__What you need to do__: Nothing in the records may be altered; repeat them exactly.

__Exercise material__:
Issue #1652, opened 2025-04-28
coinbase output pool configuration


jakubtrnka:
I'm not sure if this really is an issue or just my misunderstanding.

I don't like very much how the coinbase transaction is configured at the pool app

```toml
# List of coinbase outputs used to build the coinbase tx
# ! Right now only one output is supported, so comment all the ones you don't need !
# For P2PK, P2PKH, P2WPKH, P2TR a public key is needed. For P2SH and P2WSH, a redeem script is needed.  
coinbase_outputs = [
    #{ output_script_type = "P2PK", output_script_value = "0372c47307e5b75ce365daf835f226d246c5a7a92fe24395018d5552123354f086" },
    #{ output_script_type = "P2PKH", output_script_value = "0372c47307e5b75ce365daf835f226d246c5a7a92fe24395018d5552123354f086" },
    #{ output_script_type = "P2SH", output_script_value = "00142ef89234bc95136eb9e6fee9d32722ebd8c1f0ab" },
    #{ output_script_type = "P2WSH", output_script_value = "00142ef89234bc95136eb9e6fee9d32722ebd8c1f0ab" },
    { output_script_type = "P2WPKH", output_script_value = "036adc3bdf21e6f9a0f0fb0066bf517e5b7909ed1563d6958a10993849a7554075" },
]
```

It's an input that is not user friendly. It actually requires some knowledge to get to it.
1. You want to start mining. You have got an bitcoin address. 
    1. In better case you have the pubkey available. But you need to understand how to get to it. Does your wallet allow access to that information?
    2. In worse case, you don't even have the public key. just the pubkey hash (there is no technical need for the public key)
2. There are multiple pubkey types. compressed, uncompressed, x-only coordinate. Each type has a different bitcoin address associated to it. You need to understand the specifics in order to do it right.
3. mainnet, testnet... they also have a different addresses
4. Even if you have the pubkey, there is no checksum. You may introduce a typo and mine into a black-hole without realizing it.

I'd prefer having the option to go both low-level and high-level:
1. low-level: Allow the user to specify the full ScriptPubKey to be used in the coinbase tx. Without any checks. Responsibility fully lies on the user.
2. high-level: Configuration input would be the "the thing that actually represents the output". i.e. legacy bitcoin address for P2PKH, bech32 address of a given length for segwit, taproot etc. Those addresses would be validated at the start and would be translated to a given scriptpubkey.

Don't force users to translate their addresses into some difficult intermediary item

some ideas:

[...]

Issue #1637, opened 2025-04-15
version bumps for v1.4.0


plebhash:
similar to #1345

plebhash:
#1629 is bumping `const_sv2` from v4.0.0 to v5.0.0

plebhash:
#1651 is forcing us to bump `mining_sv2` from v3.0.0 to v4.0.0

plebhash:
`sv1_api` is about to be bumped MAJOR via https://github.com/stratum-mining/stratum/pull/1668#discussion_r2082501242

from v1.0.1 to v2.0.0

plebhash:
> `sv1_api` is about to be bumped MAJOR via [#1668 (comment)](https://github.com/stratum-mining/stratum/pull/1668#discussion_r2082501242)
> 
> from v1.0.1 to v2.0.0

#1668 is no longer introducing the version bump

hiding the comments for now

plebhash:
#1728 forced us to bump:
- `codec_sv2` from v2.0.0 to v2.1.0
- `framing_sv2` from v5.0.0 to v5.1.0
- `noise_sv2` from v1.3.0 to v1.4.0
- `common_messages_sv2` from v5.0.0 to v5.1.0
- `template_distribution_sv2` from v3.0.0 to v3.1.0
- `sv2_ffi` from v2.0.0 to v2.1.0
- `network_helpers_sv2` from v.3.0.0 to v3.1.0

---

`const_sv2` was DEPRECATED

---

`job_declaration_sv2` and `mining_sv2` were both bumped from v4.0.0 to v4.1.0 BY MISTAKE, which is being reverted via #1749

PR #1719, opened 2025-05-22
Refactor and unification of `CoinbaseOutput` type

apoelstra:
Currently there are three `CoinbaseOutput` types: one in protocols/v2/roles-logic-sv2 which I believe is intended to be the "real" type, one in `roles/roles-utils/config-helpers` which I believe is intended to be a mirror of the coinbase outputs specified in the TOML config, and one in `roles/pool` which I believe should've been combined with the second one in #1507 but was missed.

However, both the "real" and "config" types are identical and neither has any invariants enforced on them; they are just a pair of strings. This PR combines these all into one type. In my next PR I will add invariants and make it impossible to construct this type, even from serde, except with a valid coinbase output. I will then extend the type to allow parsing not only the current type/value format, but also a new descriptor format which will cover more usecases and be more compatible with wallets.

This is a first step toward #1652.


protocols/v2/roles-logic-sv2/src/errors.rs
```diff
@@ -74,12 +74,6 @@ pub enum Error {
     InvalidCoinbase,
     /// Value remaining in coinbase output was not correctly updated (it's equal to 0)
     ValueRemainingNotUpdated,
-    /// Unknown script type in config
-    UnknownOutputScriptType,
-    /// Invalid `output_script_value` for script type. It must be a valid public key/script
-    InvalidOutputScript,
-    /// Empty coinbase outputs in config
-    EmptyCoinbaseOutputs,
```
GitGab19, line 82: This removal should be taken into account under https://github.com/stratum-mining/stratum/issues/1637.

I think it should force us to bump MAJOR for `roles_logic_sv2` before releasing.

Why `semver-check` was not triggered in this case? cc @plebhash 
Am I missing something?

protocols/v2/roles-logic-sv2/src/utils.rs
```diff
@@ -221,92 +219,6 @@ fn reduce_path<T: AsRef<[u8]>>(coinbase_id: [u8; 32], path: &[T]) -> [u8; 32] {
...
-                    &Secp256k1::<All>::new(),
-                    pub_key,
-                    None,
-                ))
-            }
-            _ => Err(Error::UnknownOutputScriptType),
-        }
-    }
-}
-
```
GitGab19, line 309: Same doubt on this

GitGab19 (commented):
Left a couple of comments about bumping MAJOR for `roles_logic_sv2` before next release, but I would like a double check by @plebhash on this.

LGTM.

protocols/v2/roles-logic-sv2/src/errors.rs
apoelstra: Good catch. Yes, this is definitely an API break in roles-logic-sv2.

plebhash: in other words, this API breaking change will also go into the v2.0.0 -> v3.0.0 version bumping when we publish it to crates.io

roles/roles-utils/config-helpers/Cargo.toml
```diff
@@ -13,4 +13,5 @@ keywords = ["stratum", "mining", "bitcoin", "protocol"]
 
 [dependencies]
 serde = { version = "1.0.89", features = ["derive","alloc"], default-features = false }
+miniscript = { version = "12.3.2", default-features = false, features = [ "no-std" ] }
```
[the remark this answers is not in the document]
plebhash: > it's used in the line use miniscript::bitcoin in roles/roles-utils/config-helpers/src/coinbase_output/mod.rs.

that's on the commit afterwards, I overlooked that... sorry!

__Answer section__:
Issue #1652, opened 2025-04-28
coinbase output pool configuration


jakubtrnka:
I'm not sure if this really is an issue or just my misunderstanding.

I don't like very much how the coinbase transaction is configured at the pool app

```toml
# List of coinbase outputs used to build the coinbase tx
# ! Right now only one output is supported, so comment all the ones you don't need !
# For P2PK, P2PKH, P2WPKH, P2TR a public key is needed. For P2SH and P2WSH, a redeem script is needed.  
coinbase_outputs = [
    #{ output_script_type = "P2PK", output_script_value = "0372c47307e5b75ce365daf835f226d246c5a7a92fe24395018d5552123354f086" },
    #{ output_script_type = "P2PKH", output_script_value = "0372c47307e5b75ce365daf835f226d246c5a7a92fe24395018d5552123354f086" },
    #{ output_script_type = "P2SH", output_script_value = "00142ef89234bc95136eb9e6fee9d32722ebd8c1f0ab" },
    #{ output_script_type = "P2WSH", output_script_value = "00142ef89234bc95136eb9e6fee9d32722ebd8c1f0ab" },
    { output_script_type = "P2WPKH", output_script_value = "036adc3bdf21e6f9a0f0fb0066bf517e5b7909ed1563d6958a10993849a7554075" },
]
```

It's an input that is not user friendly. It actually requires some knowledge to get to it.
1. You want to start mining. You have got an bitcoin address. 
    1. In better case you have the pubkey available. But you need to understand how to get to it. Does your wallet allow access to that information?
    2. In worse case, you don't even have the public key. just the pubkey hash (there is no technical need for the public key)
2. There are multiple pubkey types. compressed, uncompressed, x-only coordinate. Each type has a different bitcoin address associated to it. You need to understand the specifics in order to do it right.
3. mainnet, testnet... they also have a different addresses
4. Even if you have the pubkey, there is no checksum. You may introduce a typo and mine into a black-hole without realizing it.

I'd prefer having the option to go both low-level and high-level:
1. low-level: Allow the user to specify the full ScriptPubKey to be used in the coinbase tx. Without any checks. Responsibility fully lies on the user.
2. high-level: Configuration input would be the "the thing that actually represents the output". i.e. legacy bitcoin address for P2PKH, bech32 address of a given length for segwit, taproot etc. Those addresses would be validated at the start and would be translated to a given scriptpubkey.

Don't force users to translate their addresses into some difficult intermediary item

some ideas:

[...]

Issue #1637, opened 2025-04-15
version bumps for v1.4.0


plebhash:
similar to #1345

plebhash:
#1629 is bumping `const_sv2` from v4.0.0 to v5.0.0

plebhash:
#1651 is forcing us to bump `mining_sv2` from v3.0.0 to v4.0.0

plebhash:
`sv1_api` is about to be bumped MAJOR via https://github.com/stratum-mining/stratum/pull/1668#discussion_r2082501242

from v1.0.1 to v2.0.0

plebhash:
> `sv1_api` is about to be bumped MAJOR via [#1668 (comment)](https://github.com/stratum-mining/stratum/pull/1668#discussion_r2082501242)
> 
> from v1.0.1 to v2.0.0

#1668 is no longer introducing the version bump

hiding the comments for now

plebhash:
#1728 forced us to bump:
- `codec_sv2` from v2.0.0 to v2.1.0
- `framing_sv2` from v5.0.0 to v5.1.0
- `noise_sv2` from v1.3.0 to v1.4.0
- `common_messages_sv2` from v5.0.0 to v5.1.0
- `template_distribution_sv2` from v3.0.0 to v3.1.0
- `sv2_ffi` from v2.0.0 to v2.1.0
- `network_helpers_sv2` from v.3.0.0 to v3.1.0

---

`const_sv2` was DEPRECATED

---

`job_declaration_sv2` and `mining_sv2` were both bumped from v4.0.0 to v4.1.0 BY MISTAKE, which is being reverted via #1749

PR #1719, opened 2025-05-22
Refactor and unification of `CoinbaseOutput` type

apoelstra:
Currently there are three `CoinbaseOutput` types: one in protocols/v2/roles-logic-sv2 which I believe is intended to be the "real" type, one in `roles/roles-utils/config-helpers` which I believe is intended to be a mirror of the coinbase outputs specified in the TOML config, and one in `roles/pool` which I believe should've been combined with the second one in #1507 but was missed.

However, both the "real" and "config" types are identical and neither has any invariants enforced on them; they are just a pair of strings. This PR combines these all into one type. In my next PR I will add invariants and make it impossible to construct this type, even from serde, except with a valid coinbase output. I will then extend the type to allow parsing not only the current type/value format, but also a new descriptor format which will cover more usecases and be more compatible with wallets.

This is a first step toward #1652.


protocols/v2/roles-logic-sv2/src/errors.rs
```diff
@@ -74,12 +74,6 @@ pub enum Error {
     InvalidCoinbase,
     /// Value remaining in coinbase output was not correctly updated (it's equal to 0)
     ValueRemainingNotUpdated,
-    /// Unknown script type in config
-    UnknownOutputScriptType,
-    /// Invalid `output_script_value` for script type. It must be a valid public key/script
-    InvalidOutputScript,
-    /// Empty coinbase outputs in config
-    EmptyCoinbaseOutputs,
```
GitGab19, line 82: This removal should be taken into account under https://github.com/stratum-mining/stratum/issues/1637.

I think it should force us to bump MAJOR for `roles_logic_sv2` before releasing.

Why `semver-check` was not triggered in this case? cc @plebhash 
Am I missing something?

protocols/v2/roles-logic-sv2/src/utils.rs
```diff
@@ -221,92 +219,6 @@ fn reduce_path<T: AsRef<[u8]>>(coinbase_id: [u8; 32], path: &[T]) -> [u8; 32] {
...
-                    &Secp256k1::<All>::new(),
-                    pub_key,
-                    None,
-                ))
-            }
-            _ => Err(Error::UnknownOutputScriptType),
-        }
-    }
-}
-
```
GitGab19, line 309: Same doubt on this

GitGab19 (commented):
Left a couple of comments about bumping MAJOR for `roles_logic_sv2` before next release, but I would like a double check by @plebhash on this.

LGTM.

protocols/v2/roles-logic-sv2/src/errors.rs
apoelstra: Good catch. Yes, this is definitely an API break in roles-logic-sv2.

plebhash: in other words, this API breaking change will also go into the v2.0.0 -> v3.0.0 version bumping when we publish it to crates.io

roles/roles-utils/config-helpers/Cargo.toml
```diff
@@ -13,4 +13,5 @@ keywords = ["stratum", "mining", "bitcoin", "protocol"]
 
 [dependencies]
 serde = { version = "1.0.89", features = ["derive","alloc"], default-features = false }
+miniscript = { version = "12.3.2", default-features = false, features = [ "no-std" ] }
```
[the remark this answers is not in the document]
plebhash: > it's used in the line use miniscript::bitcoin in roles/roles-utils/config-helpers/src/coinbase_output/mod.rs.

that's on the commit afterwards, I overlooked that... sorry!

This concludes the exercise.